Я скорбел о Новом Орлеане, о том, как я обожал, и надеялся провести всю оставшуюся жизнь. Я огорчился своей слабостью в борьбе. Я скорбел о трудностях, которые пережили мои друзья. Я огорчился, потому что через несколько месяцев после бури я оставил их.

Забавно, как печаль работает. Нет «заслуживать» или «не заслуживать». Вы скорбите, или нет. Но если вы чувствуете, что не заслуживаете, то стыдите сваи. И затем, для некоторых из нас, приходит уход.

Я, наконец, поднял голову примерно через пять лет и понял, как маленькая и холодная моя жизнь. Я начал вносить поправки в друзей, которых я давно забыл, начал пытаться снова заняться жизнью, найти что-то помимо боли, чтобы заполнить мои дни. Это незавершенное производство. Несколько дней легче, чем другие, и есть еще некоторые извинения.

Существует японская эстетика, называемая wabi-sabi, которая празднует несовершенный дизайн, находит красоту в недостатках. Другой предполагает починку любимых предметов с золотом или серебром, что делает прекрасный ущерб, который происходит за эти годы.

Я бы скорее не пострадал. Эти прошлые 10 лет были бы намного счастливее. Но как великий поэт Леонард Коэн поет: «Во всем есть трещина. Вот как проходит свет.
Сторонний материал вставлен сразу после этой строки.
PR #3835, opened 2025-06-01
Browse by Genre/Tag/Person with new metadata system for People

### LINKED ISSUE #3850: Import menu missing for admin user
### What happened?

I have one user, who is an admin, and when I go to settings I don't see the Import / CBL Reading List menu listed. I created a new user with the default login checked, and with that user I was able to see the Import menu as expected. I changed that user to admin, logged in again and I did not see the Import menu. I changed the user back to just login and I was able to see the import menu again.

### What did you expect?

The Import / CBL Reading List menu item should be available to my admin user.

Nightly Testing Branch

Docker (Dockerhub Container)

None

Chrome

None

_No response_

### Relevant log output

```shell

```

### Additional Notes

I saw the issue before and after the v0.8.6.14 update.  Prior to the update I saw this error in the console:
setting-switch.component.ts:43 ERROR TypeError: crypto.randomUUID is not a function

After the update that went away, but the settings issue was still there.

Running on Unraid docker.

Discussed on discord and requested a bug be created.

majora2007:
This branch consists of a bunch of fixes and mainly me going off and doing whatever I was inspired to do after my holiday. This adds some nice new browse pages and expands the metadata system to People entities, paving the way to expand it in the future. 

I have also included feedback and bugs from the Reading Profile from Amelia. 

image

image

image

# Added
- Added: Added the ability to browse all Genres and Tags in the Server (Closes FR #3173)
- Added: Updated Matched Metadata to have a library type filter, given that a user might want to do just Comics or Manga at a time.
- Added: Added a page to browse all Genres. Currently accessible from user menu until I find a good linking location.
- Added: Added a page to browse all Tags.  Currently accessible from user menu until I find a good linking location.
- Added: Added the ability to perform metadata filtering on Browse People (prev Browse Authors) page. Can filter by Role, Name, Series Count, and Chapter Count. Can Sort on Role, Name, Series Count, and Chapter Count. 
- Added: Added a setting to disable the width override when reaching specific breakpoints (uses the new theme variables)

# Changed
- Changed: Tweaked some logic for Kavita+ Matching on Comics to result in better matches.  (develop)
- Changed: Disable Library settings to manage (create) Collections and Reading Lists from ComicInfo tags by default. 
- Changed: Made the cutoff before the More on the side nav to be slightly larger
- Changed: When opening a Genre, Tag, Person, etc, the title of all series page will show a nicer message, like 'Written by {{name}}' (Closes FR #3825)
- Changed: Browse Authors/Artists is now a Browse People page with filtering and sorting. 
- Changed: Made it more clear that the title of a reading profile is editable by changing the cursor on hover (develop)
- Changed: Changed the mobile layout of the reading profile settings so it's useable (develop)
- Changed: Changed the help text in the reading profile settings to be up-to-date with its behaviour (develop)

# Fixed
- Fixed: Fixed a bug where publisher images would fail to download 
- Fixed: Fixed a localization issue which prevented issue count showing on Series Match Result (develop)
- Fixed: Fixed some minor issues around the rendering of the sidenav items (Thanks @MrRobotjs)
- Fixed: Fixed a rare bug with crypto.UUID by backfilling it.
- Fixed: Fixed a bug where updating the name of a person wasn't updating their normalized name, potentially breaking the flow.
- Fixed: Fixed import menu (Import CBL) in pref side nav missing. (Fixes #3850)
- Fixed: Fixed not being able to create a new reading profile after the default profile is changed in the same session (develop)
- Fixed: Fixed ReadingDirection impacting what clicking does when using UpDown ReadingMode (manga reader)

# Theme
- Added '--setting-mobile-breakpoint', '--setting-tablet-breakpoint', '--setting-desktop-breakpoint' theme variables

# API
- Added reading list owner to the API for Mio's Mihon enhancements.


API/Extensions/QueryExtensions/RestrictByAgeExtensions.cs
Fesaa, line 1: Comment for the RestrictAgainstAgeRestriction for tags (and genres), the implementation requires all series the tag is a part of to be within age restriction. Is this what we want? 

This would hide tags that are used on series the user can see, if they're also used on series they can't see. 

The implementation for Person does use Any, which I think is more appropriate

UI/Web/src/app/_single-module/sort-button/sort-button.component.ts
```diff
@@ -0,0 +1,32 @@
...
+  // input is replacement for @Input
+  disabled = input<boolean>(false);
+  isAscending = input<boolean>(true);
+
+  // signal is for internal state, whenever component needs to update the state internally. Not needed for disabled since component doesn't internally modify
+  private isAscendingSignal = signal(this.isAscending());
+
+  // Computed signals for template
+  protected currentAscending = computed(() => this.isAscendingSignal());
+  protected isDisabled = computed(() => this.disabled());
```
Fesaa: I don't think we need a computed signal for the template, the input is already a signal. So, isDisabled is just an extra step

We _should_ be able to drop the extra ones for ascending as well, but only if we assume the parent will always update the value in the input after it gets the emit as input signals are not writeable. I'm not sure if this has any delay to it. If it does, worth keeping around.

Fesaa: Just read this as well, https://angular.dev/guide/components/inputs#two-way-binding-with-plain-properties, which would allow us to simply the code a lot

```ts
// input is replacement for @Input
  disabled = input<boolean>(false);
  isAscending = model(true);

  updateSortOrder() {
    this.isAscending.set(!this.isAscending())
  }
```

and then
```ts
<app-sort-button [disabled]="filterSettings().sortDisabled" (isAscendingChange)="updateSortOrder($event)" [isAscending]="isAscendingSort" />

```

UI/Web/src/app/all-series/_components/all-series/all-series.component.ts
```diff
@@ -124,13 +132,46 @@ export class AllSeriesComponent implements OnInit {
...
       this.titleService.setTitle('Kavita - ' + this.title);
-      this.filterActiveCheck = this.filterUtilityService.createSeriesV2Filter();
-      this.filterActiveCheck!.statements.push(this.filterUtilityService.createSeriesV2DefaultStatement());
-      this.filterSettings.presetsV2 =  this.filter;
+
+      // To provide a richer experience, when we are browsing just a Genre/Tag/etc, we regenerate the title (if not explicitly passed) to "Browse {GenreName}"
+      if (this.shouldRewriteTitle()) {
+        const field = this.filter!.statements[0].field;
+
+        console.log('field', field);
```
Fesaa: Left over log

UI/Web/src/app/all-series/_components/all-series/all-series.component.ts
```diff
@@ -124,13 +132,46 @@ export class AllSeriesComponent implements OnInit {
...
+
+        // This api returns value as string and number, it will complain without the casting
+        (this.metadataService.getOptionsForFilterField<FilterField>(field, 'series') as Observable<Select2Option[]>).subscribe((opts: Select2Option[]) => {
+          console.log('opts:', opts);
```
Fesaa: Another left over log, we should write these down if they're wanted in nightly but not in stable

UI/Web/src/app/browse/browse-tags/browse-tags.component.scss
```diff
@@ -0,0 +1 @@
+@use '../../../tag-card-common';
```
Fesaa, line 1: There is something odd with the css for tags & genres. 

image

The backgrounds seem to have two layers, it's more clear if you hover over it and the bottom layer does not have an animation or rounded corners. Don't know if this is intended, but I noticed it immediately when I hovered

UI/Web/src/app/cards/card-detail-layout/card-detail-layout.component.ts
```diff
@@ -101,13 +125,21 @@ export class CardDetailLayoutComponent implements OnInit, OnChanges {
...
 
-  filter: SeriesFilterV2 = this.filterUtilityService.createSeriesV2Filter();
   libraries: Array<FilterItem<Library>> = [];
 
   updateApplied: number = 0;
   bufferAmount: number = 1;
 
 
+  filterSignal: WritableSignal<FilterV2<number, number> | undefined> = signal(undefined);
+  hasCustomSort = computed(() => {
```
Fesaa, line 135: I think we need to decide on some rules for both computed and effect. I'm a little paranoid after I had that bug with the effect not updating because the signal wasn't called in the first run. So wouldn't call when the signal updated. 

Is `filteringDisbaled` is false, and later becomes true. The `hasCustomSort` won't be updated if `filterSignal` updates, because it wasn't called before. Only after `customSort` does.

I _think_ in this specific scenario, it won't be an issue with how the variables work. But it's something to think and decide on. 

I think I'm personally going to always write all my signal assignments at the top, or at most under one guard statement. Or only guard statement that require the previous to be true to also be true (to prevent the order of them stopping the method from running)
Don't know if this is going to cause issues later, I can revisit then

UI/Web/src/app/cards/card-detail-layout/card-detail-layout.component.ts
```diff
@@ -125,13 +157,9 @@ export class CardDetailLayoutComponent implements OnInit, OnChanges {
       this.trackByIdentity = (_: number, item: any) => `${this.header}_${this.updateApplied}_${item?.libraryId}`;
```
Fesaa: Header needs to be called, as it's a signal now. 

There is this migration Angular has we could use to migration @Input's; https://angular.dev/reference/migrations/signal-inputs

Fesaa: Is this a unique value? Won't libraryId possibly be shared between items?

UI/Web/src/app/cards/card-detail-layout/card-detail-layout.component.ts
```diff
@@ -101,13 +125,21 @@ export class CardDetailLayoutComponent implements OnInit, OnChanges {
...
   @ViewChild(VirtualScrollerComponent) private virtualScroller!: VirtualScrollerComponent;
 
-  filter: SeriesFilterV2 = this.filterUtilityService.createSeriesV2Filter();
   libraries: Array<FilterItem<Library>> = [];
 
   updateApplied: number = 0;
   bufferAmount: number = 1;
 
 
+  filterSignal: WritableSignal<FilterV2<number, number> | undefined> = signal(undefined);
```
Fesaa, line 134: About naming signals, when do you want to append signal to the name, and when not? To make it consistent across all components.

UI/Web/src/app/metadata-filter/_components/metadata-filter-row/metadata-filter-row.component.ts
```diff
@@ -276,72 +306,29 @@ export class MetadataFilterRowComponent implements OnInit {
...
-  }
-
-
   handleFieldChange(val: string) {
-    const inputVal = parseInt(val, 10) as FilterField;
-
-
-    if (StringFields.includes(inputVal)) {
+    const inputVal = parseInt(val, 10) as TFilter;
+    console.log('input', inputVal);inputVal
```
Fesaa: Left over log, and double copied variable I think?

UI/Web/src/app/_models/library/library.ts
```diff
@@ -13,6 +13,8 @@ export enum LibraryType {
 }
 
 export const allLibraryTypes = [LibraryType.Manga, LibraryType.ComicVine, LibraryType.Comic, LibraryType.Book, LibraryType.LightNovel, LibraryType.Images];
+export const allKavitaPlusMetadataApplicableTypes = [LibraryType.Manga, LibraryType.LightNovel, LibraryType.ComicVine, LibraryType.Comic];
+export const allKavitaPlusEligibleTypes = [LibraryType.Manga, LibraryType.LightNovel];
```
Fesaa: Is this for scrobble? I'd add it in the name

UI/Web/src/app/cards/card-detail-layout/card-detail-layout.component.ts
majora2007: Great catch

UI/Web/src/app/cards/card-detail-layout/card-detail-layout.component.ts
majora2007: I actually don't know, i didn't see any recommendation on the site. I feel like since we don't have $, we should just always have Signal for now. As my editor isn't throwing when not accessing the value of the signal.

UI/Web/src/app/_single-module/sort-button/sort-button.component.ts
majora2007: Yeah, this is very cool. This was the first component I learned signals on, but switching to model is MUCH better.

API/Extensions/QueryExtensions/RestrictByAgeExtensions.cs
majora2007: Good catch, I do believe you're right.

UI/Web/src/app/browse/browse-tags/browse-tags.component.scss
majora2007: Fixed it and left a message for @therobbiedavis to hopefully fix it. Cool hover over effect.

Интенсивный персональный рассказ Шарлотты Портер об эмоциональном ущербе, нанесенном ей ураганом Катрина, – это предметный урок для всех нас. Мы привыкли связывать ПТСР с целью борьбы, но он работает гораздо глубже, чем это.

Несколько лет назад я разговаривал с солдатом, который не мог понять, почему у него был ПТСР, потому что он никогда не был в бою сам; когда я спросил его, что он сделал в армии, он сказал мне, что он специалист по морге, набирая кусочки мертвых солдат в мешках для тела. Поэтому солдаты могут испытывать травму из вторых рук. Мы также знаем, что копы и депутаты могут страдать от ПТСР. Операторы, которые убивают людей на континенте, могут пострадать от аналогичной травмы. И их семьи также могут страдать от ПТСР из вторых рук.

Но теперь Шарлотта напоминает нам, что журналисты, которые чувствуют себя бессильными перед лицом катастрофы, в равной степени подвержены риску. Это то, к чему должны обратиться все новостные организации, если они уже не имеют. По словам редактора, с которым я говорил несколько лет назад, у Reuters есть консультационная программа для своих военных корреспондентов, в то время как мы судили Пулитцеровские премии вместе в Колумбийском университете.

Горе, чувство вины и стыд – все это часть микса. Многие солдаты страдают от того, что я называю «синдром раненых душ», вызванного тем, что действия, которые они принимали (или не принимали), нарушают моральный кодекс, с которым они были связаны. Существует огромная эмоциональная рана, вызванная убийством других людей, или неспособность предотвратить убийство приятеля.

Это справедливо и для журналистов. Помимо беспристрастных наблюдателей, мы тоже люди. И нелегко уйти от людей, которые страдают. Мы знаем, что катастрофа, подобная Катрине, может быть изменением жизни, но мы также знаем, что травма является кумулятивной – она ​​накапливается на протяжении многих лет.

Характерно, что рассказ Шарлотты о прогрессировании этого беспорядка довольно типичен. Горе, чувство вины и стыд создают депрессию. Депрессивные люди прячутся и лизают свои раны. Изоляция распространена, потому что вы не хотите, чтобы люди знали о вас, что вы знаете о себе.

Одна из вещей, которые я узнал от ветеринаров, заключается в том, что искупление является огромной частью исцеления. Многие ветеринары чувствуют себя лучше, когда они обращаются за помощью к другим.

Признание проблемы и борьба с ней имеют решающее значение, и я приветствую Шарлотту за то, что она обратилась к тем, с кем она пряталась. Я также аплодирую ей за ее честность и смелость в письменной форме об этом. Но тогда, как знают ее друзья, это именно она.